Nuclear Magnetic Resonance Spectroscopy Studies of Cancer Cell Metabolism

Nuclear magnetic resonance spectroscopy (NMR) is a powerful technique that provides information on biochemical status and physiological processes both in-vitro and in-vivo. The metabolism of intact cells and tissues can be studied in a continuous manner, and thus, NMR is a unique non-invasive research tool enabling detection of the metabolic changes as they occur (Cohen et al., 1983; Morris, 1988; Daly and Cohen, 1989). The first NMR study of cellular metabolism was done some 20 years ago, when Moon and Richards reported on the diphosphoglyceric acid (DPG) and pH shifts in erythrocytes (Moon, and Richards, 1973). NMR studies of metabolism of tumor cells were initiated by Navon et al. who investigated phosphorylated compounds in Ehrlich ascites cells (Navon etal., 1977). The choice of the element and isotope for a specific study of metabolism depends on its NMR properties, and the required data.
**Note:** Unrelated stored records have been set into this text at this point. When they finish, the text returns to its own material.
PR #171, opened 2017-02-18
Visual Studio solution modifications

bonimy:
Makes a few changes for building in Windows Visual Studio 2015


OV2:
I'll take a look at merging this in tomorrow. Do you also want to update how2compile.txt?
The platform toolset will have to be switched back to v140_xp, there's no reason not to support winxp atm.

bonimy:
Yeah I'll update the how2compile, but I'll need some time. I need to see what it's like putting all of this in on a fresh install. It'd be nice for other windows users to verify the ease and accuracy of building.

OV2:
I don't think there are that many windows users that actually compile it, but we'll see if you get any feedback ;)

qwertymodo:
Build instructions are more useful to potential contributors. I wouldn't have bothered with MSU-1 support if I couldn't figure out how to build it.

bonimy:
I'm on Windows 7, and one of the biggest issues I run into is DirectX 2008, Windows 8.1 SDK, and XAudio. DirectX and XAudio both have an XAudio2.h include file. If I specify windows as the first include path, the program compiles, but can't run because the SDK's xAudio isn't backwards compatible with Win 7, if I specify the DirectX include first, I break a lot of other things. So I had to include a copy of the DirectX xAudio2.h file in the snes9x solution, but this is specific to windows 7. Any ideas what we should do here?

OV2:
I compile it with the 7.1A SDK (which if compiling for v140_xp is automatically added to the include paths) and I have the dx sdk first in the include paths. That works fine here.

bonimy:
Ah that did the trick. Alright, I'll keep it on v140_xp then. Thanks.

jcdenton2k:
Supporting a deprecated OS that is over 10 years old and has wide-open gaping security holes.  YAY!
:+1:

PR #182, opened 2017-04-01
VS2017 solutions update

bonimy:
PLEASE TEST IN WINDOWS 7 AND WINDOWS XP BEFORE MERGING

Update windows solution files to VS 2017.

This also removes the MASM build commands from the zlib project. Having
this only makes buiding the source harder for new users, and it
ultimately isn't necessary.

The changes also rearrange the snes9x project's <IncludePath> and
<LibraryPath> from (Include);(DirectX);(Cg) to (DirectX);(Cg);(Include).
These changes reflect the original library path order. The modification
I made beforehand could have affected XP builds and I didn't have a
chance to test this before merging.

I also committed the .gitignore file. It removes common files that can show up during the development phase that we do not want in the repository. While it removes library files, I was sure to add exceptions for the library files already in macosx/. No other default files are subject to removal from the .gitignore. This change also makes .gitignore viewable in snes9xw.sln. It also updates the solution to be opened in Visual Studio 2017 by default. This doesn't prevent it from being opened in VS15 for those not ready to make the switch.


OV2:
I haven't gotten around to install VS2017 yet, but I'll try to find some time this weekend.
What was the issue with the masm commands? They should work out of the box and are from the reference zlib project files.

Orphis:
I've tried setting up an automated build for the emulator and I'm hitting issues with masm in zlib. If that change could be extracted in another PR and merged quickly, it would be nice!

OV2:
The masm removal didn't work since ASMV and ASMINF were still defined. I've merged in your changes and removed those.

Orphis:
Well, you do not really need to pull the asm optimized assembly for zlib on Windows at all. I've seen very few projects using them actually.

OV2:
I've removed the asm with this merge, maybe I worded that badly. The defines also needed to be removed so that the build worked correctly.

The default VS projects supplied by zlib include the asm if I remember correctly, that's where it came from.

bonimy:
Okay. I removed the asm because I didn't think masm was a standard feature. I think I mixed it up with another project of mine that uses 'nasm', which users have to download.

Thanks for taking care of that.

PR #183, opened 2017-04-01
Remove DirectDraw

bonimy:
Removes all references to DirectX's deprecated DirectDraw. This should undergo exhaustive testing on all supported windows versions and DirectX SDKs (even the now-deprecated June 2008 SDK). The suggested version of DirectX to use is now the [June 2010 SDK](https://www.microsoft.com/en-us/download/details.aspx?id=6812).

If you merge this, then close #184.


qwertymodo:
Rather than removing it outright, why not make it a conditional compilation with a preprocessor flag?

bonimy:
I originally thought of doing a compile time switch. These were the pros and cons I considered before wanting to go with removing it completely.

Pros:
- Still supporting DirectDraw doesn't remove anything from the snes9x program, allowing users to have the same experience.
- Compile time switches are more flexible.
- @OV2 mentioned we could put ddraw.lib in the repo.

Cons:
- DirectDraw is no longer supported by Microsoft. In fact, the entire June 2008 SDK is no longer available for download from Microsoft.
- If we remove it, then users can build snes9x on any version of DirectX starting at the June 2008 SDK.
- We already have two working alternatives: OpenGL and Direct3D.
- Trying to continue supporting it could be confusing to new contributors. Speaking from personal experience, just trying to build on windows already is a pain.

The cons are admittedly weak points since they're all true with a compile switch. My biggest concern is that, is there really a _reason_ to support DirectDraw? Does it break the functionality of snes9x if we remove it? As far as I know, removing it still lets it run on Windows XP. Personally, I think snes9x would be better off if we kept its dependencies up to date and removed legacy libraries code where we already have modern alternative (FMOD is another example of this). Another idea is replacing DirectDraw with Microsoft's recommended replacements, Direct2D.

I don't want to start a whole debate though, so I'll make a compile switch pull request and the contributors can decide which is a better fit.

qwertymodo:
I really see it as a "if it isn't broke, don't fix it" situation. Like you said, your cons can be equally addressed with a compile-time flag. When you go to add DX11+ support you can change the conditional compilation to something like #if defined(NO_USE_DDRAW) || defined(USE_DIRECTX_11) || defined(USE_DIRECTX_12)

Or if DX defines its own version flags just use those, but you get the idea. Basically just use the ORs to remove ddraw automatically when building against newer versions.

qwertymodo:
FMOD, on the other hand, isn't publicly available anymore (you actually have to sign up and email them to get access to it). That one I feel like should probably be removed entirely. At least MS still publicly hosts old DX packages, even if they're a little hard to find.

bonimy:
I haven't been able to find the 2008 SDK hosted by Microsoft anywhere.

bonimy:
The compile switch version is at #184.

PR #184, opened 2017-04-02
DirectDraw compile switch

bonimy:
This puts all Directdraw-related code into a compile-time switch
'DIRECTDRAW_DEFINED'. To enable DirectDraw, you need to define this in
the snes9xw project file, and add a reference to drraw.lib in it too.

I still kept some DirectDraw-only functions (like SwitchToGDI() and RestoreSNESDisplay()) since there were ambitions of abstracting these functions.

If you merge this, then close #183.

### DIFF
--- a/win32/CDirectDraw.cpp
+++ b/win32/CDirectDraw.cpp
@@ -187,8 +187,7 @@
   Nintendo Co., Limited and its subsidiary companies.
  ***********************************************************************************/
 
-
-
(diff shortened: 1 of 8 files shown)


OV2:
I've merged this with some changes (the enum remains the same for compatibility etc.). At some point we might remove it entirely, for now I'll keep it in my compiles.

PR #190, opened 2017-04-25
GTK: Add a 10th save slot (Slot 9).

YamashitaRen:
... Reorganizing save slots section of snes9x.ui while I'm at it.

I was annoyed at snes9x-gtk having save slots only up to 8 when other emus and even windows port have save slots up to 9.

This pull request is a step towards feature parity.


bearoso:
This seems kind of superfluous, but I'll go along with it just for parity with the other ports.

PR #191, opened 2017-04-25
Remove CG dependency on Windows

Orphis:
CG is old technology and deprecated in favor of better APIs.


bearoso:
If you're not going to add support for those better APIs, don't post a pull request removing a widely-used function. Making the build easier is not worth losing this feature.

qwertymodo:
Just because it's deprecated doesn't mean it should be removed, at least not until we have something better to replace it with.  If somebody wants to implement GLSL shaders, then I could see removing CG, but there is nothing to gain by removing it now.

Orphis:
Well, you have HLSL shaders instead. An old deprecated technology at this point is just tech debt.

bearoso:
> Well, you have HLSL shaders instead. An old deprecated technology at this point is just tech debt.
Where do you have HLSL shaders? The only alternative implemented is the rudimentary ruby 1.0 glsl format. Removing Cg removes all multipass shaders and the capability completely from the Direct3D output.

Orphis:
Display Settings > D3D shader file or OpenGL shader file.
By keeping Cg aroung, you're just asking people to keep developing new shaders with it instead of using better solutions. This is a development build anyway, not a release, so people would have time to adapt.
And I'm also pretty sure that most effects people implemented in Cg are also available in other languages.

Orphis:
Checked the multipass feature, and there are people doing the same thing with GLSL in RetroArch, and they even have a script to convert Cg shaders to GLSL. It could be a way forward.

jcdenton2k:
It would help if @bearoso and @qwertymodo were willing to work with @Orphis and the RetroArch project to share code and improve this vanilla version of SNES9X instead of just making excuses and saying no.

I'm happy that Orphis is willing to work to improve things.  :)

Orphis:
I didn't say I was going to do it though. Since there's barely any documentation, it wasn't obvious why the Cg shaders were required, and even less that it was the only way to currently support multipass shaders.
We'll see if I find the time and interest in doing so.

bearoso:
I'm only in charge of the Gtk+ branch, I don't know anything about the Windows port. I was merely pointing out why removing Cg would alienate a lot of users.

That said, I've been meaning to try and add the glslp format to the Gtk port eventually, since I never got around to adding Cg.

qwertymodo:
I'm not a maintainer, I spemt literally one week implementing MSU-1 and that's the extent of my involvement. I only show up to talk here because now I get notifications of activity.

OV2:
As stated before simply removing it is not an option. However I've committed a change so that you do not have to have the cg toolkit installed to compile it.

OV2:
Build dependency has been removed in 76c2d05187b870bd6dd1b345e2d611066b7520c5

PR #196, opened 2017-05-10
Add xinerama multi-monitor support and position window hints

Francesco149:
This adds support for multi-monitor xinerama setups.

The desired monitor is selected through -xineramahead or ```XineramaHead``` in ```[Unix/X11]```.

Also, I've added position hints for the window, as many window managers (including mine) ignore x/y provided to ```XCreateWindow``` .

### DIFF
--- a/unix/configure
+++ b/unix/configure
@@ -719,6 +719,7 @@ enable_jma
 enable_screenshot
 with_x
 enable_xvideo
+enable_xinerama
 enable_sound
 '
       ac_precious_vars='build_alias
@@ -1370,6 +1371,7 @@ Optional Features:
   --enable-screenshot     enable screenshot support through libpng (default:
                           yes)
   --enable-xvideo         enable Xvideo if available (default: yes)
+  --enable-xinerama       enable Xinerama if available (default: yes)
   --enable-sound          enable sound if available (default: yes)
 
 Optional Packages:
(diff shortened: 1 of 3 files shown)


qwertymodo:
You should go back and rebase this commit to remove all of the version number changes.  Also, not sure why you removed $LDFLGS here https://github.com/snes9xgit/snes9x/pull/196/commits/b3e2750eac3bea9f581d3fe0c83c1e6ccabdb2d2#diff-425472bfd346dd18d9d71bd323873e15L6311

Francesco149:
I simply ran autoconf to regenerate the configure script after adding the xvideo configure flag, is that incorrect? The versions numbers in there are just autogenerated by whatever version of autoconf you're using, and configure.ac is what dictates that output.

qwertymodo:
It's correct, but you should have done a partial commit on unix/configure using git add --patch or git add --interactive and only included the relevant code in the commit here.

bearoso:
It's ok, I'll look over the patch later.

Francesco149:
ah, my bad, it's just that the included configure script was outdated, I guess (it was 1.54 before). I can see why you would want a clean commit though. I'll see if I can fix it in the meantime.

Francesco149:
should be ok now

Francesco149:
fixed a minor mistake in how invalid xinerama heads are handled.

marcosfrm:
@qwertymodo I removed it here:

https://github.com/snes9xgit/snes9x/commit/359b906b69f0443c02942fe6ac06513607cfeb7a

It was being passed when compiling objects and not on linking.

PR #5193, opened 2024-07-13
Align federated buckets.source.toolkit.fluxcd.io observedGeneration semantics with its native

yike21:
**What type of PR is this?**
/kind feature

part of #4870

```release-note
`karmada-controller-manager`: Mark `.status.observedGeneration` of buckets.source.toolkit.fluxcd.io with `.metadata.generation` only when all members' statuses are algined with its resource template generation.
```


XiShanYongYe-Chang (commented):
Thanks a lot~
/lgtm
/approve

The proton has the highest NMR sensitivity, and is the most abundant nucleus in biological molecules. However, this may cause difficulties in the interpretation and assignment of the 1H NMR spectrum. Moreover, since metabolic studies are usually performed in aqueous solutions, the huge signal from the water protons should be suppressed. Similarly, the wide signals arising from proteins and membrane components should be suppressed. These problems can be addressed now by several innovative NMR methods (Daniels et al., 1976; van Zijl and Cohen, 1992). The most widely used nucleus in NMR studies of metabolism has been 31p (see reviews Cohen (1988); Kaplan et al. (1992)). Phosphorous NMR spectroscopy can provide data on energy metabolism and substrate utilization, phospholipid pathways, precise intracellular pH, and membrane permeability and ion and water distribution. The spectrum is easy to interpret, but the number of compounds which are detectable is limited. Carbon NMR is also useful for NMR studies of metabolism since it is found in most biological compounds; however, 13C has a natural abundance of only 1.1%, and 13C enrichment is necessary. Other nuclei which are used less often in NMR studies of cellular metabolism are 23Na (Gupta et al., 1984), 19F (Malet-Martino, et al., 1986), and rarely 15N (Legerton et al., 1983) and 39K (Brophy et al., 1983).